* _TASK PROMPT_
Nothing but the lines from the one with "PR #4493, opened 2020-01-28" down to the one with "5. -> this new" should be returned, exactly and with both ends included, from the material below.

* _MATERIALS PROVIDED_
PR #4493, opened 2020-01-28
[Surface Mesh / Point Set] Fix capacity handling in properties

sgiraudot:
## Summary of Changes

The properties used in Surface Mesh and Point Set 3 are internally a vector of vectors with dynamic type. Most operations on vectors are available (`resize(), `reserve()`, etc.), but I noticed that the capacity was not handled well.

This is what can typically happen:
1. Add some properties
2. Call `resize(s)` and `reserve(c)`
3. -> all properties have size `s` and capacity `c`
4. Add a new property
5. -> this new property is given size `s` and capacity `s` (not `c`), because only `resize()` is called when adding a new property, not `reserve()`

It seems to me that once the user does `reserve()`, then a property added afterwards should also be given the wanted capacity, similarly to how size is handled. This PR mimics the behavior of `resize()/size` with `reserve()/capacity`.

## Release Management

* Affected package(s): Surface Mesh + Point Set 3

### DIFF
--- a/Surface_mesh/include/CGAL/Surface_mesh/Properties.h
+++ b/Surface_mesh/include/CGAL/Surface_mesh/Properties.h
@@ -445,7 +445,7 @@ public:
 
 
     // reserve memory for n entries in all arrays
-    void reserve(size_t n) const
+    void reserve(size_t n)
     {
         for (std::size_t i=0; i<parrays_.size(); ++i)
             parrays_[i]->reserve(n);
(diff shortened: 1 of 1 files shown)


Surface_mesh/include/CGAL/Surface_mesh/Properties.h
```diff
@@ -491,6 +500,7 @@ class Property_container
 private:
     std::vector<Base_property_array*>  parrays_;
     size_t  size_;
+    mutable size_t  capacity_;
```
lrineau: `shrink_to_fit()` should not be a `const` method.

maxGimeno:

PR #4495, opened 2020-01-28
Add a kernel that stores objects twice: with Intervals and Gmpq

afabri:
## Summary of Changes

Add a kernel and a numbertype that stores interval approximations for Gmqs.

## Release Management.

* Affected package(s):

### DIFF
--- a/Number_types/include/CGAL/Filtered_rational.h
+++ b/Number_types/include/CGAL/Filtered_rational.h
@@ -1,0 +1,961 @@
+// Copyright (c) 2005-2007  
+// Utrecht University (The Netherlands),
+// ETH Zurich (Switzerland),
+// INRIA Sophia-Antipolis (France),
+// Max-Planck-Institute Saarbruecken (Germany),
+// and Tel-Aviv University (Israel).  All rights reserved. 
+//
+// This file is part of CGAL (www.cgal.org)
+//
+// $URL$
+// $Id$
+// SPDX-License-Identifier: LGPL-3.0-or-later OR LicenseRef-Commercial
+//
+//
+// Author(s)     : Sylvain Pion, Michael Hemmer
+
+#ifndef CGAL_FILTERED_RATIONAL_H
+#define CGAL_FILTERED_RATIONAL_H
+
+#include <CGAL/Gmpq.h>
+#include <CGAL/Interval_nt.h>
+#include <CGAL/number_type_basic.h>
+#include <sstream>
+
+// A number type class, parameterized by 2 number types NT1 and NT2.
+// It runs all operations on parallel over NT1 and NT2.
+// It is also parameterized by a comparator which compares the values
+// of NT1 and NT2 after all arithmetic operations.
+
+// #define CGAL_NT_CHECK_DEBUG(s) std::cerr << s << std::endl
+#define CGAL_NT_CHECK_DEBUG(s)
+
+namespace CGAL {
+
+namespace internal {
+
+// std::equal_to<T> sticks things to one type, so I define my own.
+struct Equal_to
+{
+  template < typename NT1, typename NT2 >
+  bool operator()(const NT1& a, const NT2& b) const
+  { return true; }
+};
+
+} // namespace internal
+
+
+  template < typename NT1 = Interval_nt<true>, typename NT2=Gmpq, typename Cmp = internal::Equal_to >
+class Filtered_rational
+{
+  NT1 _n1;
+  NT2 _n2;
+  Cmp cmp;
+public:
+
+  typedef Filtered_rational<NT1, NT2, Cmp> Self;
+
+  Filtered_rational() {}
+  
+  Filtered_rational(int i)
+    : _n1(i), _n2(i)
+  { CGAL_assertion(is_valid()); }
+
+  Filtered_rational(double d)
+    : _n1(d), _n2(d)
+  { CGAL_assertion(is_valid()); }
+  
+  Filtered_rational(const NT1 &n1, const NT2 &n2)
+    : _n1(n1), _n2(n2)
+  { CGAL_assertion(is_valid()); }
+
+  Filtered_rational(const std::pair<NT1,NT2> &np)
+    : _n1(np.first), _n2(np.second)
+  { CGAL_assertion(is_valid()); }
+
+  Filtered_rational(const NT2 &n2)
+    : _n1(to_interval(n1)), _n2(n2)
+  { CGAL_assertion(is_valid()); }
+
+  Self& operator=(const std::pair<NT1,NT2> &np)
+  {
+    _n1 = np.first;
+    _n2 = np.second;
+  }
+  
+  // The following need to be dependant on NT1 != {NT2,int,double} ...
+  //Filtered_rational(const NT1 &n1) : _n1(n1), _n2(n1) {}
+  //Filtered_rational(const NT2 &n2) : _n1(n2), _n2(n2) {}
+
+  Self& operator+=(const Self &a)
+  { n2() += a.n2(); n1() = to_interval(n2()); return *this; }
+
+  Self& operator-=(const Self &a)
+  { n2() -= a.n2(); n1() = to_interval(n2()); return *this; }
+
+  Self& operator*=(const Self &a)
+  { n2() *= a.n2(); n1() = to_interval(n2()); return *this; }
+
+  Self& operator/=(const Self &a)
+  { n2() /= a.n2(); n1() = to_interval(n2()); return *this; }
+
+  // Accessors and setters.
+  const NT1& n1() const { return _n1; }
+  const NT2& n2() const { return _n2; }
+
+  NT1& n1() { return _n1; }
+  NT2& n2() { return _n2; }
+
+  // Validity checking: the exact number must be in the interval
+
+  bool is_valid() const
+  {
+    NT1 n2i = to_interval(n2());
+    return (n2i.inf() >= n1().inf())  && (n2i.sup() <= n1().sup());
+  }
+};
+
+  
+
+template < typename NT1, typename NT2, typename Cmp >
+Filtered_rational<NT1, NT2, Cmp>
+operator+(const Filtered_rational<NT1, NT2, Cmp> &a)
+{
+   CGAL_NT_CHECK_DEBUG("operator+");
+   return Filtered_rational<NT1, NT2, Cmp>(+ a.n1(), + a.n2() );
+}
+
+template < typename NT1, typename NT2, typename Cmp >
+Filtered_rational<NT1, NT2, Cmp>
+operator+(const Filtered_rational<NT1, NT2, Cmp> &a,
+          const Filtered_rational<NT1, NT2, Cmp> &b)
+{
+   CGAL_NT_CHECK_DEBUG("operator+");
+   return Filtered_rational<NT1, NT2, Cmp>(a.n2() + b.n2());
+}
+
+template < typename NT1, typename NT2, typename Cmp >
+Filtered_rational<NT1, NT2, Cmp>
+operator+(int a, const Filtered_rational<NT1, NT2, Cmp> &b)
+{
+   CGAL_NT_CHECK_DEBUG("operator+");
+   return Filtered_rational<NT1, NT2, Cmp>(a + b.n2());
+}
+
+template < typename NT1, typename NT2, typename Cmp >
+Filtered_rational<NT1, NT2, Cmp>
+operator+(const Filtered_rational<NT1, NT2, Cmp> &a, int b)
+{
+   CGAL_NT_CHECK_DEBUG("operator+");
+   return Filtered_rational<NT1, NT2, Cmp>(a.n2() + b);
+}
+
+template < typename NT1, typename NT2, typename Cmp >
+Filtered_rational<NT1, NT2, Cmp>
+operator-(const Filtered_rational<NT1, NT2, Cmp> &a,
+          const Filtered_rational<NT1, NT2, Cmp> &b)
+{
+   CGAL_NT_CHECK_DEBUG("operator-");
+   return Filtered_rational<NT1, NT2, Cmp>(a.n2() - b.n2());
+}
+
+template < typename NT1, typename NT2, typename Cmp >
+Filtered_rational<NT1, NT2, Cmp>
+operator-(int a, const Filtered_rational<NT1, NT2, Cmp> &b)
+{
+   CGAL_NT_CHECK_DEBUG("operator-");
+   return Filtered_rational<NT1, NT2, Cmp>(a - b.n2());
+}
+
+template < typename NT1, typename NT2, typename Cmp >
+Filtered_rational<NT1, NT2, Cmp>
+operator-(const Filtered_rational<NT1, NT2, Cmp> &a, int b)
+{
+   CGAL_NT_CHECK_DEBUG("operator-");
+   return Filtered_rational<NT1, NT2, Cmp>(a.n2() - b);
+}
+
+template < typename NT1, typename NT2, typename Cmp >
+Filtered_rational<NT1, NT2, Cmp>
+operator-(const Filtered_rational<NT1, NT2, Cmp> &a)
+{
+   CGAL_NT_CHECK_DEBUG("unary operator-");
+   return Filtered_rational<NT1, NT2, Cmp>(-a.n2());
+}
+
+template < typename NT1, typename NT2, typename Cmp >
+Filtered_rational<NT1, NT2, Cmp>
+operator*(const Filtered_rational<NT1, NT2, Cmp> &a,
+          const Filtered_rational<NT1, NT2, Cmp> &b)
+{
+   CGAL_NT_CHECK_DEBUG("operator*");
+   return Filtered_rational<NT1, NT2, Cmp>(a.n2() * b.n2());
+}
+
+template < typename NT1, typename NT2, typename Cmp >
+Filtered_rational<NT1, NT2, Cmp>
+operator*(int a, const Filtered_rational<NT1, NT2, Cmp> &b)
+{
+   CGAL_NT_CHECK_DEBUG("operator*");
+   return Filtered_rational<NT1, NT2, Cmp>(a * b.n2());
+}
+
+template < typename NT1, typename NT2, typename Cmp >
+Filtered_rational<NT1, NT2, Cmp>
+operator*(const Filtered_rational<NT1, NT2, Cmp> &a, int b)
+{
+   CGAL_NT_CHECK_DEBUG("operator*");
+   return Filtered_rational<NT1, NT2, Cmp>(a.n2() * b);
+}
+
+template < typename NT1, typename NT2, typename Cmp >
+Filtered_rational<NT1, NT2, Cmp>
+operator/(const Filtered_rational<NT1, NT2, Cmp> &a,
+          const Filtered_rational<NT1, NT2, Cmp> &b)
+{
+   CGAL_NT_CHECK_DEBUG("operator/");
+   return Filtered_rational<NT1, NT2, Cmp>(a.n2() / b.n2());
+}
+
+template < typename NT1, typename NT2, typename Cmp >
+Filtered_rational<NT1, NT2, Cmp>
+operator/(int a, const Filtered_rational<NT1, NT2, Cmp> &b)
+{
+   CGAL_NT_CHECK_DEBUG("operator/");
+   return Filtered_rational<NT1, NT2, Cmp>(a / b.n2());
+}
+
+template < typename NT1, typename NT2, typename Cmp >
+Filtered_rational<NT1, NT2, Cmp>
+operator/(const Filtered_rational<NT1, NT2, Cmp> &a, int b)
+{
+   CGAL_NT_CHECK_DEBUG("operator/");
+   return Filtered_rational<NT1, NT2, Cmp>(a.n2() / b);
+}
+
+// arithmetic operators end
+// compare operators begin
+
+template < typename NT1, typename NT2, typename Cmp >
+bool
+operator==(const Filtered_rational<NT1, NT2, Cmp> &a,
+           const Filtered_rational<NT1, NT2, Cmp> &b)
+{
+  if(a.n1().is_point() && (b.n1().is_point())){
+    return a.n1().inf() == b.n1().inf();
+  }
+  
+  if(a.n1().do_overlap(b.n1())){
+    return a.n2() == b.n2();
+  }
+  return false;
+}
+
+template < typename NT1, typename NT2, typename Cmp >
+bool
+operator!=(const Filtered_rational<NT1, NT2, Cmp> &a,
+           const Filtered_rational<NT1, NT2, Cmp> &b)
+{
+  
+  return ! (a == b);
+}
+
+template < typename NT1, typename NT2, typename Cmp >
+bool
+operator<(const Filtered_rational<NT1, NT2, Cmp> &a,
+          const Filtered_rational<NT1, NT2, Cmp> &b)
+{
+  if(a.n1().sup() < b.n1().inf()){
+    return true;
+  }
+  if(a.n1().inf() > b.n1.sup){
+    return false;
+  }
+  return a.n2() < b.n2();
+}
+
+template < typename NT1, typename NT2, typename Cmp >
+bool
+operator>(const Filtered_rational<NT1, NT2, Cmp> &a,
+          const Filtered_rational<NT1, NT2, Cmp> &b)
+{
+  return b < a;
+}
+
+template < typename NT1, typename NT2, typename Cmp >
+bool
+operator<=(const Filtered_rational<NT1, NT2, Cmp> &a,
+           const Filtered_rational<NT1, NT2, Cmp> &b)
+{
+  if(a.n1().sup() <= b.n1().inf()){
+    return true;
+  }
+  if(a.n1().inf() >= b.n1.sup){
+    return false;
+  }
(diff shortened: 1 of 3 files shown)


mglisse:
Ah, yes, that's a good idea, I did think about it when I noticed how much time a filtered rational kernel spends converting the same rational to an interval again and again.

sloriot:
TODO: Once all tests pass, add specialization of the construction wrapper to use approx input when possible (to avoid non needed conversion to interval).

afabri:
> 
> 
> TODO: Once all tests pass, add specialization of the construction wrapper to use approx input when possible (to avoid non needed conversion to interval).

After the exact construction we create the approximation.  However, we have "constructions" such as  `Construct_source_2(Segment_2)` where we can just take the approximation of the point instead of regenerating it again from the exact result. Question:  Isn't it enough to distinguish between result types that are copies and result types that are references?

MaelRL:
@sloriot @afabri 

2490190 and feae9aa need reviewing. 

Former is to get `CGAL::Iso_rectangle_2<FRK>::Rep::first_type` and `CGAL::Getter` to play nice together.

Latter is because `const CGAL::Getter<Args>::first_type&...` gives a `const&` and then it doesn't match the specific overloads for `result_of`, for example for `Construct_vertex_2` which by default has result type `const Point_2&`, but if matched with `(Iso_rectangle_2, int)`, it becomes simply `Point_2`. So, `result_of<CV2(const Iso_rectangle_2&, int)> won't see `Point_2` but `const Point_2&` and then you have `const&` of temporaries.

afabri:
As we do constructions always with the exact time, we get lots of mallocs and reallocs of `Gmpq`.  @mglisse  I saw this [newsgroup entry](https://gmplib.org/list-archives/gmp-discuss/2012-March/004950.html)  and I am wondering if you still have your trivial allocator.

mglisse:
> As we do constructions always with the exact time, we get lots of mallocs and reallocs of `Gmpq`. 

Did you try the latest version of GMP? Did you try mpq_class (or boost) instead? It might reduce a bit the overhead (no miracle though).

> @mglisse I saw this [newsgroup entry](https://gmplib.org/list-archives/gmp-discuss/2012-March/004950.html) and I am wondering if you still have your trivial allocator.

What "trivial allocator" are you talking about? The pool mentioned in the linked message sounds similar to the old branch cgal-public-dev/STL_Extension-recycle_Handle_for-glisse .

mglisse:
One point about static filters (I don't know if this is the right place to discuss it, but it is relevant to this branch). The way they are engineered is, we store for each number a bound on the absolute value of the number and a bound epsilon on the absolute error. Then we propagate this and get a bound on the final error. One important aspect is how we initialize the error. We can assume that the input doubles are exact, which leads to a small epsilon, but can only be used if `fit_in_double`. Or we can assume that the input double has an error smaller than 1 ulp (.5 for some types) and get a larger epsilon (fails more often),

...

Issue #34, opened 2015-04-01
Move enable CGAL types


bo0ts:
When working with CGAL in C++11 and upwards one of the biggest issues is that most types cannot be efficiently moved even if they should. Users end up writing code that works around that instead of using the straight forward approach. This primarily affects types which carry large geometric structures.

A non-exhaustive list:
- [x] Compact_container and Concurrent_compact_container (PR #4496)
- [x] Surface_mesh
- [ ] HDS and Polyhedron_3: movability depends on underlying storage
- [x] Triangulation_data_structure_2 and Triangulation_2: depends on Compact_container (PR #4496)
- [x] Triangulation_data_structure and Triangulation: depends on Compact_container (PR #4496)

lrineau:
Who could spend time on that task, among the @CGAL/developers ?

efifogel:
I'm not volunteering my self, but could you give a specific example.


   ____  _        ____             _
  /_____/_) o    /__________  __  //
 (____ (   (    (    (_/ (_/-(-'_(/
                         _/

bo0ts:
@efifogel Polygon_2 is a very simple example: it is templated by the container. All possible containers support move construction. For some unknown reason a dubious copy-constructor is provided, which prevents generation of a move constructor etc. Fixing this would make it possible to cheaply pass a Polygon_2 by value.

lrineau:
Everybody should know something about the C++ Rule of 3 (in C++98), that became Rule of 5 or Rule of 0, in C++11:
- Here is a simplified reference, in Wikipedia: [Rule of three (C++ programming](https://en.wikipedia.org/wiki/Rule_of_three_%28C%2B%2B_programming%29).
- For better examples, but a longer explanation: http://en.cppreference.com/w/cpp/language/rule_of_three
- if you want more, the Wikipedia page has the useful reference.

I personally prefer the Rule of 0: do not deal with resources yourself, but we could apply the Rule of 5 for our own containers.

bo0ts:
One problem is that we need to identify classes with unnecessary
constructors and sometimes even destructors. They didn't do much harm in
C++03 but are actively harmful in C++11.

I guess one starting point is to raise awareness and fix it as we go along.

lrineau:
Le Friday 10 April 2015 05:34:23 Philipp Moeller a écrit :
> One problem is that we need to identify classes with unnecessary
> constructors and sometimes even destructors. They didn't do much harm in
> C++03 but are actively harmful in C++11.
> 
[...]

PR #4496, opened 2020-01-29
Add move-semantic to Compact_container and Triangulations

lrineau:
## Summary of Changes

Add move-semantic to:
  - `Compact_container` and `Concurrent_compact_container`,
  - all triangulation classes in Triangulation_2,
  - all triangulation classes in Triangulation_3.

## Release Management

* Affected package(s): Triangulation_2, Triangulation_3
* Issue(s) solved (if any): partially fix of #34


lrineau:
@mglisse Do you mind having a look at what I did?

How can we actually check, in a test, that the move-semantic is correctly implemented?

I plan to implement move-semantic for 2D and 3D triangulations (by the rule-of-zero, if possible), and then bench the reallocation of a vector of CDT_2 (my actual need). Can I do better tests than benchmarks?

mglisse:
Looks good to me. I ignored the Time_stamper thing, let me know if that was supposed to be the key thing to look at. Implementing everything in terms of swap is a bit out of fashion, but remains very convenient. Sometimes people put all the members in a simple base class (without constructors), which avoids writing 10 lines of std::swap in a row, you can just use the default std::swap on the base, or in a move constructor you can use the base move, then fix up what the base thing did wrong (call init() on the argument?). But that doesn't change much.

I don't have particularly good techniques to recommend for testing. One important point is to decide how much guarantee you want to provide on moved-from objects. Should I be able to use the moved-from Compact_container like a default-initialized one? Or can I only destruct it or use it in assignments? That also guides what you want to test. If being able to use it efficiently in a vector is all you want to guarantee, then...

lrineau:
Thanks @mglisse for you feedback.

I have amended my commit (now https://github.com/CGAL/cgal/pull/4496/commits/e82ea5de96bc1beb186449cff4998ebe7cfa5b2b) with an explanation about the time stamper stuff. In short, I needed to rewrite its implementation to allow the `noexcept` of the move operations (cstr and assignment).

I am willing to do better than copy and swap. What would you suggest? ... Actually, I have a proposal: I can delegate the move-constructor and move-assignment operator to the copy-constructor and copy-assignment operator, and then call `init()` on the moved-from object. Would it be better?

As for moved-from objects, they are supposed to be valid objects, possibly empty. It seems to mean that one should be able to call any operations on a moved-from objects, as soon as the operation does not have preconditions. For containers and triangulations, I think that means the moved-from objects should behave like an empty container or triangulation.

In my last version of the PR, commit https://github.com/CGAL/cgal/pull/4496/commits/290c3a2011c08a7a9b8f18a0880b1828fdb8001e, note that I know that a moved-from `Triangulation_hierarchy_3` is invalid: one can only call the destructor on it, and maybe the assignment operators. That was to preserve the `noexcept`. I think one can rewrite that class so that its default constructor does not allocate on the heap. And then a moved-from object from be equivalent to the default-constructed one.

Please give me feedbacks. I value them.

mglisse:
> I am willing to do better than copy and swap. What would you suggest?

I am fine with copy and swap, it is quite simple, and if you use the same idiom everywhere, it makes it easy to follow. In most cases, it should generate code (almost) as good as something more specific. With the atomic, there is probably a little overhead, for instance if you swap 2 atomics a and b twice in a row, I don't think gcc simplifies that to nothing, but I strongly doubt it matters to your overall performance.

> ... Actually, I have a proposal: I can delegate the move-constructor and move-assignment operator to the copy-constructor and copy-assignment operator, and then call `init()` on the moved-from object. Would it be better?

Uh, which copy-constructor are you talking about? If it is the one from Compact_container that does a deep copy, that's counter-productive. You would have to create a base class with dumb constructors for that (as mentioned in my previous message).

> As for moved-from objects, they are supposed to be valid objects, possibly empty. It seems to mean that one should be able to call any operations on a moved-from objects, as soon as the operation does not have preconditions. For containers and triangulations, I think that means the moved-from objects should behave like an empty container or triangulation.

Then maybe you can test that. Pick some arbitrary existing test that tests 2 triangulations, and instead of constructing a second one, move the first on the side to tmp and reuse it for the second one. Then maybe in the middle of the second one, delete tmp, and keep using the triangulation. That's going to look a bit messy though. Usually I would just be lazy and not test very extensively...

* _SOLVED PROBLEM_
PR #4493, opened 2020-01-28
[Surface Mesh / Point Set] Fix capacity handling in properties

sgiraudot:
## Summary of Changes

The properties used in Surface Mesh and Point Set 3 are internally a vector of vectors with dynamic type. Most operations on vectors are available (`resize(), `reserve()`, etc.), but I noticed that the capacity was not handled well.

This is what can typically happen:
1. Add some properties
2. Call `resize(s)` and `reserve(c)`
3. -> all properties have size `s` and capacity `c`
4. Add a new property
5. -> this new property is given size `s` and capacity `s` (not `c`), because only `resize()` is called when adding a new property, not `reserve()`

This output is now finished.